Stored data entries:

__________________________________________________

PR #6647, opened 2022-02-04
feat: Implement Slats Flaps Control Computer

omryg2:
## Summary of Changes

This PR will aim to fully implement the SFCCs functionalities.
Feature list will be updated to be more comprehensive as I slowly refresh my memory on the system

- [ ] SFCC features
   - [x] Alpha lock mode (need to update ECAM indications to accommodate)
   - [ ] ...
- [ ] Implement dual SFCCs for the flaps/slats complex
- [ ] ...

## Additional context

Discord username (if different from GitHub): omryg#9274

## How to download the PR for QA

Every new commit to this PR will cause a new A32NX artifact to be created, built, and uploaded.

1. Make sure you are signed in to GitHub
1. Click on the **Checks** tab on the PR
1. On the left side, click on the bottom **PR** tab
1. Click on the **A32NX** download link at the bottom of the page

PR #7632, opened 2022-12-03
Slat flap model

Eagle941:
Fixes #6647

## Summary of Changes

Complete implementation of SFCC

## Additional context

### DIFF
--- a/src/systems/a320_systems/src/hydraulic/flaps_computer.rs
+++ b/src/systems/a320_systems/src/hydraulic/flaps_computer.rs
@@ -59,6 +59,7 @@ struct SlatFlapControlComputer {
     flaps_conf_index_id: VariableIdentifier,
     slats_fppu_angle_id: VariableIdentifier,
     flaps_fppu_angle_id: VariableIdentifier,
+    slat_flap_component_status_word_id: VariableIdentifier,
     slat_flap_system_status_word_id: VariableIdentifier,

__________________________________________________

WHAT IS NEEDED: Transcribe each record above exactly. Skip none.

RESULT:
PR #6647, opened 2022-02-04
feat: Implement Slats Flaps Control Computer

omryg2:
## Summary of Changes

This PR will aim to fully implement the SFCCs functionalities.
Feature list will be updated to be more comprehensive as I slowly refresh my memory on the system

- [ ] SFCC features
   - [x] Alpha lock mode (need to update ECAM indications to accommodate)
   - [ ] ...
- [ ] Implement dual SFCCs for the flaps/slats complex
- [ ] ...

## Additional context

Discord username (if different from GitHub): omryg#9274

## How to download the PR for QA

Every new commit to this PR will cause a new A32NX artifact to be created, built, and uploaded.

1. Make sure you are signed in to GitHub
1. Click on the **Checks** tab on the PR
1. On the left side, click on the bottom **PR** tab
1. Click on the **A32NX** download link at the bottom of the page

PR #7632, opened 2022-12-03
Slat flap model

Eagle941:
Fixes #6647

## Summary of Changes

Complete implementation of SFCC

## Additional context

### DIFF
--- a/src/systems/a320_systems/src/hydraulic/flaps_computer.rs
+++ b/src/systems/a320_systems/src/hydraulic/flaps_computer.rs
@@ -59,6 +59,7 @@ struct SlatFlapControlComputer {
     flaps_conf_index_id: VariableIdentifier,
     slats_fppu_angle_id: VariableIdentifier,
     flaps_fppu_angle_id: VariableIdentifier,
+    slat_flap_component_status_word_id: VariableIdentifier,
     slat_flap_system_status_word_id: VariableIdentifier,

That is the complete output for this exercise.